Thursday 20 February 2014

Allergy and viral infection: wheeze and more wheeze

I really liked this Letter by Karta and colleagues from the University of Wisconsin. Not just because it makes some sense to me but because it's not a long drawn-out immunology study written in alphabet soup with multiple 12-panel figures that make me cry.

Trying to understand how viruses (my thing) trigger asthma exacerbations (a clinical thing) via activation of multiple inflammatory pathways (an immunology thing designed to be impossible to follow unless you love keeping tract of tiny little initialisms and what each of them do, did and used to be called 5-minutes ago) is heavy going. This Letter somehow adds to the field without all of "that".

The authors obtained mononuclear cells from the lower respiratory tract of 10 volunteers with mild atopic (allergic) asthma, by bronchoalveolar lavage. That was Day zero (D0).
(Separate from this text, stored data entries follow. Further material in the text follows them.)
PR #8412, opened 2020-12-03
MueLu: Set Max Eig Value for Prolongator Smoother

rstumin:
Auto-PR for SHA 2be9185


mayrmt:
@rstumin Can this new parameter be included into testing?

rstumin:
> @rstumin Can this new parameter be included into testing?

@mayrmt @jhux2  I suppose. This option makes most sense in conjunction with the 'sa: use rowsumabs diagonal scaling' option ... but whoever put in that more significant option didn't make a test for it

csiefer2 (approved):

PR #8414, opened 2020-12-03
Remove Trilinos warnings when building with gcc 7.2.0

kliegeois:
@trilinos/anasazi 
@mperego
@ikalash  

## Motivation

This PR removes 3 warnings which are treated as errors by the gcc 7.2.0 Debug build of the Trilinos autotester.

## Testing

This branch has been tested on Blake using a Debug build with gcc 7.2.0.


mperego (approved):
Looks good Kim! Thanks for doing all this work.
I'm not a fan of unsigned int (nor size_t) but that's more personal taste!

mperego:
> Looks good Kim! Thanks for doing all this work.
> I'm not a fan of unsigned int (nor size_t) but that's more personal taste!

B.t.w. My comment was misplaced. It was related to the related Albany PR, not this one. Ops..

At 48-hours (D2) the donors were given an allergen and cells were collected by BAL again. 

Macrophages were obtained from the D0 and D2 cells (they stick to the plastic culture flasks, other blood cells don't) and they were then challenged with 1 of 3 rhinoviruses (RV); either RV-A16, RV-B14 or RV-A2. I say challenged because rhinovirus doesn't replicate within macrophages (also written in shorthand as MΦ) but they do interact with them.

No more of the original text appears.